**** Input material
PR #821, opened 2017-09-15
Use uniqueIds for ids on terra-arrange examples

### LINKED ISSUE #389: Use uniqueIds for ids on terra-arrange examples.
# Issue Description
This implementation of an id for the terra-arrange components doesn't feel like we can be guaranteed a unique id (https://github.com/cerner/terra-core/blob/f9846b168e06d5e13a346b6176234d3ebf73b38a/packages/terra-site/src/examples/arrange/ArrangeAlignment.jsx#L35). We should look into using uniqueId to generate one, and then setting it in componentWillMount as opposed to the constructor.

## Issue Type

- [ ] New Feature
- [x] Enhancement
- [ ] Bug
- [ ] Other

## Expected Behavior
Look into using uniqueId to generate one, and then setting it in componentWillMount as opposed to the constructor.

## Current Behavior
Id for example is set with the following:

```jsx
class ArrangeAlignment extends React.Component {
  constructor(props) {
    super(props);
    this.state = {
      id: Math.floor(Math.random() * 0xFFFF),
    };
    this.getId = this.getId.bind(this);
    this.handleSelectChange = this.handleSelectChange.bind(this);
  }

  getId(name) {
    return name + this.state.id;
  }
```

saedar:
### Summary
This PR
********
_About this task_
Each line above must be reproduced exactly.

_Reply to the task_
PR #821, opened 2017-09-15
Use uniqueIds for ids on terra-arrange examples

### LINKED ISSUE #389: Use uniqueIds for ids on terra-arrange examples.
# Issue Description
This implementation of an id for the terra-arrange components doesn't feel like we can be guaranteed a unique id (https://github.com/cerner/terra-core/blob/f9846b168e06d5e13a346b6176234d3ebf73b38a/packages/terra-site/src/examples/arrange/ArrangeAlignment.jsx#L35). We should look into using uniqueId to generate one, and then setting it in componentWillMount as opposed to the constructor.

## Issue Type

- [ ] New Feature
- [x] Enhancement
- [ ] Bug
- [ ] Other

## Expected Behavior
Look into using uniqueId to generate one, and then setting it in componentWillMount as opposed to the constructor.

## Current Behavior
Id for example is set with the following:

```jsx
class ArrangeAlignment extends React.Component {
  constructor(props) {
    super(props);
    this.state = {
      id: Math.floor(Math.random() * 0xFFFF),
    };
    this.getId = this.getId.bind(this);
    this.handleSelectChange = this.handleSelectChange.bind(this);
  }

  getId(name) {
    return name + this.state.id;
  }
```

saedar:
### Summary
This PR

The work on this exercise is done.